Había venido a testificar contra los prisioneros. Fue admitido como testigo... ¡Levantó la mano para que le tomaran juramento! Sobrecogido de horror ante aquel espectáculo, me precipité fuera de mi asiento, y entré en la sala de consejo. Me siguieron mis colegas; en vano me quisieron persuadir para que volviera a mi asiento. «¡No!», exclamé, «¡No voy a consentir que este miserable sea admitido para dar testimonio ante una corte de justicia en la ciudad a la que ha llenado de asesinatos; en el palacio, en cuyas escalinatas ha asesinado al desafortunado Burillon. No puedo admitir que remate a sus víctimas con sus testimonios como con su puñal. ¡El un acusador!
¡El, testigo! No, jamás consentiré que este monstruo se levante en presencia de magistrados para dar un juramento sacrílego, con sus manos aún teñidas de sangre!» Estas palabras fueron repetidas fuera de la puerta; los testigos temblaron; los facciosos temblaron también; los facciosos que guiaban la lengua de Truphemy como habían guiado su brazo, que le dictaban calumnia tras haberle enseñado a asesinar. Estas palabras penetraron en los calabozos de los condenados, e inspiraron esperanza; dieron a otro valiente abogado la resolución de asumir la causa de los perseguidos; llevó las oraciones de inocencia y desgracia al pie del trono; allí preguntó si la evidencia de un Truphemy no era suficiente para anular una sentencia. El rey concedió un perdón pleno y libre.»

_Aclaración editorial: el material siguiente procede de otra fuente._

PR #2603, opened 2020-02-18
Support follow system theme[Android 10]

onlymash:

### DIFF
--- a/app/src/main/java/eu/kanade/tachiyomi/data/preference/PreferencesHelper.kt
+++ b/app/src/main/java/eu/kanade/tachiyomi/data/preference/PreferencesHelper.kt
@@ -56,12 +56,7 @@ class PreferencesHelper(val context: Context) {
 
     fun themeMode() = prefs.getString(Keys.themeMode, Values.THEME_MODE_LIGHT)
 
-    val themeDark: Int
-        get() = when (prefs.getString(Keys.themeDark, Values.THEME_DARK_DEFAULT)) {
-            Values.THEME_DARK_DEFAULT -> R.style.Theme_Tachiyomi_Dark
-            Values.THEME_DARK_AMOLED -> R.style.Theme_Tachiyomi_Amoled
-            else -> R.style.Theme_Tachiyomi_DarkBlue
-        }
+    fun themeDark() = prefs.getString(Keys.themeDark, Values.THEME_DARK_DEFAULT)
 
     fun rotation() = rxPrefs.getInteger(Keys.rotation, 1)
 
--- a/app/src/main/java/eu/kanade/tachiyomi/data/preference/PreferencesHelper.kt
+++ b/app/src/main/java/eu/kanade/tachiyomi/data/preference/PreferencesHelper.kt
@@ -15,6 +15,7 @@ import java.text.DateFormat
 import java.text.SimpleDateFormat
 import java.util.Locale
 import eu.kanade.tachiyomi.data.preference.PreferenceKeys as Keys
+import eu.kanade.tachiyomi.data.preference.PreferenceValues as Values
 
 fun <T> Preference<T>.getOrDefault(): T = get() ?: defaultValue()!!
 
@@ -53,12 +54,12 @@ class PreferencesHelper(val context: Context) {
 
     fun clear() = prefs.edit().clear().apply()
 
-    fun themeMode() = prefs.getInt(Keys.themeMode, 1)
+    fun themeMode() = prefs.getString(Keys.themeMode, Values.THEME_MODE_LIGHT)
 
     val themeDark: Int
-        get() = when (prefs.getInt(Keys.themeDark, 1)) {
-            1 -> R.style.Theme_Tachiyomi_Dark
-            2 -> R.style.Theme_Tachiyomi_Amoled
+        get() = when (prefs.getString(Keys.themeDark, Values.THEME_DARK_DEFAULT)) {
+            Values.THEME_DARK_DEFAULT -> R.style.Theme_Tachiyomi_Dark
+            Values.THEME_DARK_AMOLED -> R.style.Theme_Tachiyomi_Amoled
             else -> R.style.Theme_Tachiyomi_DarkBlue
         }
 
--- a/app/src/main/java/eu/kanade/tachiyomi/data/preference/PreferencesHelper.kt
+++ b/app/src/main/java/eu/kanade/tachiyomi/data/preference/PreferencesHelper.kt
@@ -53,7 +53,14 @@ class PreferencesHelper(val context: Context) {
 
     fun clear() = prefs.edit().clear().apply()
 
-    fun theme() = prefs.getInt(Keys.theme, 1)
+    fun themeMode() = prefs.getInt(Keys.themeMode, 1)
+
+    val themeDark: Int
+        get() = when (prefs.getInt(Keys.themeDark, 1)) {
+            1 -> R.style.Theme_Tachiyomi_Dark
+            2 -> R.style.Theme_Tachiyomi_Amoled
+            else -> R.style.Theme_Tachiyomi_DarkBlue
+        }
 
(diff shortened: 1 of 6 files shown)


app/src/main/java/eu/kanade/tachiyomi/ui/setting/SettingsGeneralController.kt
```diff
@@ -62,6 +64,24 @@ class SettingsGeneralController : SettingsController() {
                 true
             }
         }
+        intListPreference {
```
arkon: Would be nice if this only appears when relevant.

app/src/main/java/eu/kanade/tachiyomi/ui/setting/SettingsGeneralController.kt
```diff
@@ -49,11 +49,13 @@ class SettingsGeneralController : SettingsController() {
...
-            titleRes = R.string.pref_theme
-            entriesRes = arrayOf(R.string.light_theme, R.string.dark_theme,
-                    R.string.amoled_theme, R.string.darkblue_theme)
-            entryValues = arrayOf("1", "2", "3", "4")
+            key = Keys.themeMode
+            titleRes = R.string.pref_theme_mode
+            entriesRes = arrayOf(
+                    R.string.theme_light,
+                    R.string.theme_dark,
+                    R.string.theme_system)
```
arkon: Might be worth hiding this for older Android versions where it isn't relevant?

onlymash: Some custom ROMs have supported the system dark theme before Android 10

onlymash: E.g. LineageOS 15 / 16

arkon: Yeah for sure. I use it in Pie, but it's definitely not relevant for versions before Oreo.

app/src/main/java/eu/kanade/tachiyomi/ui/setting/SettingsGeneralController.kt
```diff
@@ -49,11 +50,20 @@ class SettingsGeneralController : SettingsController() {
...
-                    R.string.amoled_theme, R.string.darkblue_theme)
-            entryValues = arrayOf("1", "2", "3", "4")
+            key = Keys.themeMode
+            titleRes = R.string.pref_theme_mode
+            if (Build.VERSION.SDK_INT >= Build.VERSION_CODES.O) {
+                entriesRes = arrayOf(
+                        R.string.theme_light,
+                        R.string.theme_dark,
+                        R.string.theme_system)
+                entryValues = arrayOf("1", "2", "3")
```
arkon: Since we're changing the keys anyway, can we have better value names? I'm not a fan of using ints since they're not very meaningful.

app/src/main/java/eu/kanade/tachiyomi/ui/setting/SettingsGeneralController.kt
```diff
@@ -48,20 +50,55 @@ class SettingsGeneralController : SettingsController() {
...
+            }
+            defaultValue = Values.THEME_MODE_LIGHT
             summary = "%s"
 
             onChange {
                 activity?.recreate()
                 true
             }
         }
+        listPreference {
```
arkon: Can you hide this preference if the above one isn't set to dark or following the system theme?

Example: https://github.com/inorichi/tachiyomi/blob/master/app/src/main/java/eu/kanade/tachiyomi/ui/setting/SettingsDownloadController.kt#L92-L93

app/src/main/java/eu/kanade/tachiyomi/ui/setting/SettingsGeneralController.kt
```diff
@@ -48,20 +50,55 @@ class SettingsGeneralController : SettingsController() {
...
+                    R.string.theme_dark_blue)
+            entryValues = arrayOf(
+                    Values.THEME_DARK_DEFAULT,
+                    Values.THEME_DARK_AMOLED,
+                    Values.THEME_DARK_BLUE)
+            defaultValue = Values.THEME_DARK_DEFAULT
+            summary = "%s"
+
+            onChange {
+                if (preferences.themeMode() != Values.THEME_MODE_LIGHT) {
```
arkon: Why specifically the light theme?

app/src/main/res/values/strings.xml
```diff
@@ -118,11 +118,14 @@
...
-    <string name="dark_theme">Dark</string>
-    <string name="amoled_theme">AMOLED dark</string>
-    <string name="darkblue_theme">Dark blue</string>
+    <string name="pref_theme_mode">App theme</string>
+    <string name="theme_light">Light</string>
+    <string name="theme_dark">Dark</string>
+    <string name="theme_system">Follow system</string>
+    <string name="pref_theme_dark">Dark theme</string>
+    <string name="theme_dark_default">Default</string>
+    <string name="theme_dark_amoled">AMOLED</string>
```
arkon: "AMOLED black", maybe?

app/src/main/java/eu/kanade/tachiyomi/ui/base/activity/BaseActivity.kt
```diff
@@ -17,11 +21,17 @@ abstract class BaseActivity : AppCompatActivity() {
...
     override fun onCreate(savedInstanceState: Bundle?) {
-        setTheme(when (preferences.theme()) {
-            2 -> R.style.Theme_Tachiyomi_Dark
-            3 -> R.style.Theme_Tachiyomi_Amoled
-            4 -> R.style.Theme_Tachiyomi_DarkBlue
-            else -> R.style.Theme_Tachiyomi
+        setTheme(when (preferences.themeMode()) {
+            Values.THEME_MODE_LIGHT -> R.style.Theme_Tachiyomi
+            Values.THEME_MODE_DARK -> preferences.themeDark
+            else -> {
```
arkon: I'd prefer for this case to be explicit and the fallback to remain as the default light theme like before.

app/src/main/java/eu/kanade/tachiyomi/data/preference/PreferencesHelper.kt
```diff
@@ -53,7 +54,14 @@ class PreferencesHelper(val context: Context) {
...
 
-    fun theme() = prefs.getInt(Keys.theme, 1)
+    fun themeMode() = prefs.getString(Keys.themeMode, Values.THEME_MODE_LIGHT)
+
+    val themeDark: Int
+        get() = when (prefs.getString(Keys.themeDark, Values.THEME_DARK_DEFAULT)) {
+            Values.THEME_DARK_DEFAULT -> R.style.Theme_Tachiyomi_Dark
+            Values.THEME_DARK_AMOLED -> R.style.Theme_Tachiyomi_Amoled
+            else -> R.style.Theme_Tachiyomi_DarkBlue
+        }
```
arkon: Might make more sense to put the `when` logic in the BaseActivity along with the other theme-picking logic.

app/src/main/java/eu/kanade/tachiyomi/ui/setting/SettingsGeneralController.kt
onlymash: Light Theme does not need to recreate activity for dark theme changes

app/src/main/java/eu/kanade/tachiyomi/ui/setting/SettingsGeneralController.kt
onlymash: This is not only associated with the follow system

arkon: What do you mean? It still respects what's chosen here when it switches to dark mode.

RESOLUCIÓN FINAL DE LAS PROTESTANTES EN NIMES

Con respecto a la conducta de los protestantes, estos ciudadanos tan perseguidos, llevados a un extremado sufrimiento por sus perseguidores, sintieron al final que sólo les quedaba escoger la manera de morir. Decidieron unánimemente que morirían luchando en defensa propia. Esta firme actitud hizo ver a sus perseguidores que ya no podrían asesinar impunemente. Todo cambió de inmediato. Aquellos que durante cuatro años habían llenado a otros con terror, ahora lo sintieron ellos.
Temblaban ante la fuerza que hombres, tanto tiempo resignados, hallaban en la desesperación, y su alarma se intensificó cuando supieron que los habitantes de las Cevennes, convencidos del peligro en que se hallaban sus hermanos, estaban dirigiéndose allí en auxilio de ellos. Pero, sin esperar la llegada de estos refuerzos, los protestantes aparecieron de noche en el mismo orden y armados de la misma manera que sus enemigos.

Los otros desfilaban por los Boulevards, con su usual ruido y furia, pero los protestantes se quedaron callados y firmes en los puestos que habían tomado. Tres días continuaron estos peligrosos y ominosos encuentros, pero se impidió el derramamiento de sangre por los esfuerzos de algunos dignos ciudadanos distinguidos por su rango y fortuna. Al compartir los peligros de la población protestante, obtuvieron el perdón para un enemigo que ahora temblaba mientras amenazaba.